I believe the escalation attacks and especially the race attack is both novel and fascinating, but the UV bitflipping attack for STM32 specifically has been known for quite some time - see for example this 2015 StackOverflow comment: https://electronics.stackexchange.com/a/198395
Bunnie Huang made a nice post describing the UV process for a different micro: https://www.bunniestudios.com/blog/?page_id=40
With the ARMs I use, once you enable code protect, the entire JTAG/SWD interface goes dead. Only a hardware erase triggered by a auxiliary pin can clear it and re-enable the interface. And its not just reduced functionality, its complete disabling of the debug interface that occurs.
But this protection is meaningless if "code protect" is a single bit flip that can be downgraded with a clever mask and UV light.
This is pretty cool. I expect to see many proprietary firmware for many projects released on github soon.
Besides the copyright issue limiting the lifespan on GitHub specifically, I expect this attack to be undertaken mostly by highly resourced organizations in pursuit of competitive intelligence, not hobbyists in pursuit of dumping flashes to the Internet. This approach is not particularly novel - see for example the exact description of this attack in this 2015 StackOverflow comment: https://electronics.stackexchange.com/a/198395
Eh, it still requires to de-encapsulate the controller, make a mask and expose the controller to UV light, it's not a super easy process.
I know someone who's able to reliably perform the deprotection attack in their home lab. It takes some practice, but it's well within reach for an attacker with even modest resources.
And said github repos immediately DMCAed and if the companies vengeful enough, subpoenas issued to hunt down the uploader.

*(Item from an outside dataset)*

Issue #425, opened 2018-01-11
numpy 1.14 changes the way values are printed, affecting `serialize.py`


olaurino:
From https://github.com/sherpa/sherpa/pull/419#issuecomment-356750619:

It's fairly easy to just ignore dcma requests on private systems though. You throw the letter in the garbage.
You are aware that in this case you become legally vulnerable to lawsuits from the issuing party, yes?
(Or if not in the US, there is plenty similar laws around, the EU makes you legally touchable the moment you are aware that it's a copyright violation and don't react ASAP for example)
Yes I am aware, but I am also not concerned. Honestly I can't count how many notices I've received over the last 22 years. Sometimes legitimate and sometimes not. They all go straight into the garbage. I received one when I was out of town and there was no possibility someone else was using my internet connection.
It's not good advice to give others either way even if you got lucky. Or rather, it's not good advice specifically because you got lucky. Consumer ISPs are very quick to shut down your entire connection if you get too bothersome with DMCA requests incoming.